*** TASK INPUTS Section Begins ***

PR #31, opened 2019-06-14
Emerge bugfix

### LINKED ISSUE #30: Default voxel stream immerge and emerge don't get called
The immerge_block and emerge_block do not seem to get called
I tried debugging with a print statement, but nothing happens or gets printed to the debugger or terminal window, leaving me with empty terrain.

tinmanjuggernaut:
Fixes two small bugs:

1. Voxel_name bindings were incorrect, which meant you couldn't read/write the variable like `print(voxel.voxel_name)`.

2. Calling emerge used the wrong overloaded version and resulted in a returned error, thus the call never got to the script.

fixes #30

### DIFF
--- a/streams/voxel_stream.cpp
+++ b/streams/voxel_stream.cpp
@@ -10,8 +10,15 @@ void VoxelStream::emerge_block(Ref<VoxelBuffer> out_buffer, Vector3i origin_in_v
 		Variant arg2 = origin_in_voxels.to_vec3();
 		Variant arg3 = lod;
 		const Variant *args[3] = { &arg1, &arg2, &arg3 };
-		//Variant::CallError err; // wut
-		script->call("emerge_block", args, 3);
+		Variant::CallError err;
+		script->call("emerge_block", args, 3, err);
+		if (err.error != Variant::CallError::CALL_OK) {
+			ERR_EXPLAIN(String("voxel_stream.cpp:emerge_block gave an error: ") + String::num(err.error)
+				+ String(" Argument: ") + String::num(err.argument)
+				+ String(" Expected type: ") + String(Variant::get_type_name(err.expected)));
+			ERR_FAIL();
+			// This had to be explicitely logged due to the usual GD debugger not working with threads
+		}
 	}
 }
 
@@ -24,8 +31,15 @@ void VoxelStream::immerge_block(Ref<VoxelBuffer> buffer, Vector3i origin_in_voxe
 		Variant arg2 = origin_in_voxels.to_vec3();
 		Variant arg3 = lod;
 		const Variant *args[3] = { &arg1, &arg2, &arg3 };
-		//Variant::CallError err; // wut
-		script->call("immerge_block", args, 3);
+		Variant::CallError err;
+		script->call("immerge_block", args, 3, err);
+		if (err.error != Variant::CallError::CALL_OK) {
+			ERR_EXPLAIN(String("voxel_stream.cpp:immerge_block gave an error: ") + String::num(err.error)
+				+ String(" Argument: ") + String::num(err.argument)
+				+ String(" Expected type: ") + String(Variant::get_type_name(err.expected)));
+			ERR_FAIL();
+			// This had to be explicitely logged due to the usual GD debugger not working with threads
+		}
 	}
 }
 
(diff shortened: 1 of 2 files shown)


streams/voxel_stream.cpp
```diff
@@ -10,8 +10,13 @@ void VoxelStream::emerge_block(Ref<VoxelBuffer> out_buffer, Vector3i origin_in_v
...
 		const Variant *args[3] = { &arg1, &arg2, &arg3 };
-		//Variant::CallError err; // wut
-		script->call("emerge_block", args, 3);
+		Variant::CallError err;
+		script->call("emerge_block", args, 3, err);
+		if (err.error != Variant::CallError::CALL_OK)
+			print_line(String("voxel_stream.cpp:emerge_block gave an error: ") + String::num(err.error)
+				+ String(" Argument: ") + String::num(err.argument)
+				+ String(" Expected type: ") + String(Variant::get_type_name(err.expected))
+			);
```
Zylann: I'm not sure if that's the correct way to report errors... from what I see elsewhere in the engine, calls are just made almost without error checking.

voxel.cpp
```diff
@@ -267,7 +267,7 @@ void Voxel::_bind_methods() {
 	ClassDB::bind_method(D_METHOD("set_geometry_type", "type"), &Voxel::set_geometry_type);
 	ClassDB::bind_method(D_METHOD("get_geometry_type"), &Voxel::get_geometry_type);
 
-	ADD_PROPERTY(PropertyInfo(Variant::STRING, "voxel_name"), "set_name", "get_name");
+	ADD_PROPERTY(PropertyInfo(Variant::STRING, "voxel_name"), "set_voxel_name", "get_voxel_name");
```
Zylann: Can you separate this change to another PR?

streams/voxel_stream.cpp
Zylann: Due to the status of thread debugging, this could be a temporary solution to help reporting errors until it gets fixed in the engine. `print_error` may be better suited though?

tinmanjuggernaut: Ok, I don't know the correct way. I saw this in core/image.cpp which goes to error_macros.cpp which eventually does go to OS::get_singelton()->print_error):
```
ERR_EXPLAIN("Cannot convert to <-> from compressed formats. Use compress() and decompress() instead.");
ERR_FAIL();
```

I see other core files use this same format. Would you like me to call print_error directly, or use these ERR_EXPLAIN macros?

How's this?
```
		if (err.error != Variant::CallError::CALL_OK) {
			ERR_EXPLAIN(String("voxel_stream.cpp:emerge_block gave an error: ") + String::num(err.error)
				+ String(" Argument: ") + String::num(err.argument)
				+ String(" Expected type: ") + String(Variant::get_type_name(err.expected)));
			ERR_FAIL();
		}
```

voxel.cpp
tinmanjuggernaut: I will hold off separating unless you ask again.

streams/voxel_stream.cpp
tinmanjuggernaut: Or I could just cut out the error checking all together if desired. Just let me know.

Zylann: tbh I don't know what's correct here, from examples I saw I always though errors were reported automatically. So "usual way" would be to call using the error return param, but without print because Godot is supposed to do that already. But due to no debugger inside thread, having extra print would be useful as temporary workaround.

tinmanjuggernaut: So does that mean you want me to use the macros as I posted and push this to the PR as is? Do you want the voxel_name fix separated?

Zylann: You could go with those macros but leave a comment explaining this had to be explicitely logged due to the usual logger not working with threads.

tinmanjuggernaut: Actually, I didn't need to use that error check code that I put in. All the information I gave about the enum and the function tracing came from the debugger which worked just fine in VS2019. I didn't notice that I was on a separate thread. I just added it because I thought it was a good idea, but it could be removed.

Zylann: I was referring to the Godot debugger, not VS :)

tinmanjuggernaut:
Ok, changes have been committed.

*** TASK INPUTS Section Ends ***

### ACTIVITY
All of the material is to be written out exactly.

### ANSWER BELOW
PR #31, opened 2019-06-14
Emerge bugfix

### LINKED ISSUE #30: Default voxel stream immerge and emerge don't get called
The immerge_block and emerge_block do not seem to get called
I tried debugging with a print statement, but nothing happens or gets printed to the debugger or terminal window, leaving me with empty terrain.

tinmanjuggernaut:
Fixes two small bugs:

1. Voxel_name bindings were incorrect, which meant you couldn't read/write the variable like `print(voxel.voxel_name)`.

2. Calling emerge used the wrong overloaded version and resulted in a returned error, thus the call never got to the script.

fixes #30

### DIFF
--- a/streams/voxel_stream.cpp
+++ b/streams/voxel_stream.cpp
@@ -10,8 +10,15 @@ void VoxelStream::emerge_block(Ref<VoxelBuffer> out_buffer, Vector3i origin_in_v
 		Variant arg2 = origin_in_voxels.to_vec3();
 		Variant arg3 = lod;
 		const Variant *args[3] = { &arg1, &arg2, &arg3 };
-		//Variant::CallError err; // wut
-		script->call("emerge_block", args, 3);
+		Variant::CallError err;
+		script->call("emerge_block", args, 3, err);
+		if (err.error != Variant::CallError::CALL_OK) {
+			ERR_EXPLAIN(String("voxel_stream.cpp:emerge_block gave an error: ") + String::num(err.error)
+				+ String(" Argument: ") + String::num(err.argument)
+				+ String(" Expected type: ") + String(Variant::get_type_name(err.expected)));
+			ERR_FAIL();
+			// This had to be explicitely logged due to the usual GD debugger not working with threads
+		}
 	}
 }
 
@@ -24,8 +31,15 @@ void VoxelStream::immerge_block(Ref<VoxelBuffer> buffer, Vector3i origin_in_voxe
 		Variant arg2 = origin_in_voxels.to_vec3();
 		Variant arg3 = lod;
 		const Variant *args[3] = { &arg1, &arg2, &arg3 };
-		//Variant::CallError err; // wut
-		script->call("immerge_block", args, 3);
+		Variant::CallError err;
+		script->call("immerge_block", args, 3, err);
+		if (err.error != Variant::CallError::CALL_OK) {
+			ERR_EXPLAIN(String("voxel_stream.cpp:immerge_block gave an error: ") + String::num(err.error)
+				+ String(" Argument: ") + String::num(err.argument)
+				+ String(" Expected type: ") + String(Variant::get_type_name(err.expected)));
+			ERR_FAIL();
+			// This had to be explicitely logged due to the usual GD debugger not working with threads
+		}
 	}
 }
 
(diff shortened: 1 of 2 files shown)


streams/voxel_stream.cpp
```diff
@@ -10,8 +10,13 @@ void VoxelStream::emerge_block(Ref<VoxelBuffer> out_buffer, Vector3i origin_in_v
...
 		const Variant *args[3] = { &arg1, &arg2, &arg3 };
-		//Variant::CallError err; // wut
-		script->call("emerge_block", args, 3);
+		Variant::CallError err;
+		script->call("emerge_block", args, 3, err);
+		if (err.error != Variant::CallError::CALL_OK)
+			print_line(String("voxel_stream.cpp:emerge_block gave an error: ") + String::num(err.error)
+				+ String(" Argument: ") + String::num(err.argument)
+				+ String(" Expected type: ") + String(Variant::get_type_name(err.expected))
+			);
```
Zylann: I'm not sure if that's the correct way to report errors... from what I see elsewhere in the engine, calls are just made almost without error checking.

voxel.cpp
```diff
@@ -267,7 +267,7 @@ void Voxel::_bind_methods() {
 	ClassDB::bind_method(D_METHOD("set_geometry_type", "type"), &Voxel::set_geometry_type);
 	ClassDB::bind_method(D_METHOD("get_geometry_type"), &Voxel::get_geometry_type);
 
-	ADD_PROPERTY(PropertyInfo(Variant::STRING, "voxel_name"), "set_name", "get_name");
+	ADD_PROPERTY(PropertyInfo(Variant::STRING, "voxel_name"), "set_voxel_name", "get_voxel_name");
```
Zylann: Can you separate this change to another PR?

streams/voxel_stream.cpp
Zylann: Due to the status of thread debugging, this could be a temporary solution to help reporting errors until it gets fixed in the engine. `print_error` may be better suited though?

tinmanjuggernaut: Ok, I don't know the correct way. I saw this in core/image.cpp which goes to error_macros.cpp which eventually does go to OS::get_singelton()->print_error):
```
ERR_EXPLAIN("Cannot convert to <-> from compressed formats. Use compress() and decompress() instead.");
ERR_FAIL();
```

I see other core files use this same format. Would you like me to call print_error directly, or use these ERR_EXPLAIN macros?

How's this?
```
		if (err.error != Variant::CallError::CALL_OK) {
			ERR_EXPLAIN(String("voxel_stream.cpp:emerge_block gave an error: ") + String::num(err.error)
				+ String(" Argument: ") + String::num(err.argument)
				+ String(" Expected type: ") + String(Variant::get_type_name(err.expected)));
			ERR_FAIL();
		}
```

voxel.cpp
tinmanjuggernaut: I will hold off separating unless you ask again.

streams/voxel_stream.cpp
tinmanjuggernaut: Or I could just cut out the error checking all together if desired. Just let me know.

Zylann: tbh I don't know what's correct here, from examples I saw I always though errors were reported automatically. So "usual way" would be to call using the error return param, but without print because Godot is supposed to do that already. But due to no debugger inside thread, having extra print would be useful as temporary workaround.

tinmanjuggernaut: So does that mean you want me to use the macros as I posted and push this to the PR as is? Do you want the voxel_name fix separated?

Zylann: You could go with those macros but leave a comment explaining this had to be explicitely logged due to the usual logger not working with threads.

tinmanjuggernaut: Actually, I didn't need to use that error check code that I put in. All the information I gave about the enum and the function tracing came from the debugger which worked just fine in VS2019. I didn't notice that I was on a separate thread. I just added it because I thought it was a good idea, but it could be removed.

Zylann: I was referring to the Godot debugger, not VS :)

tinmanjuggernaut:
Ok, changes have been committed.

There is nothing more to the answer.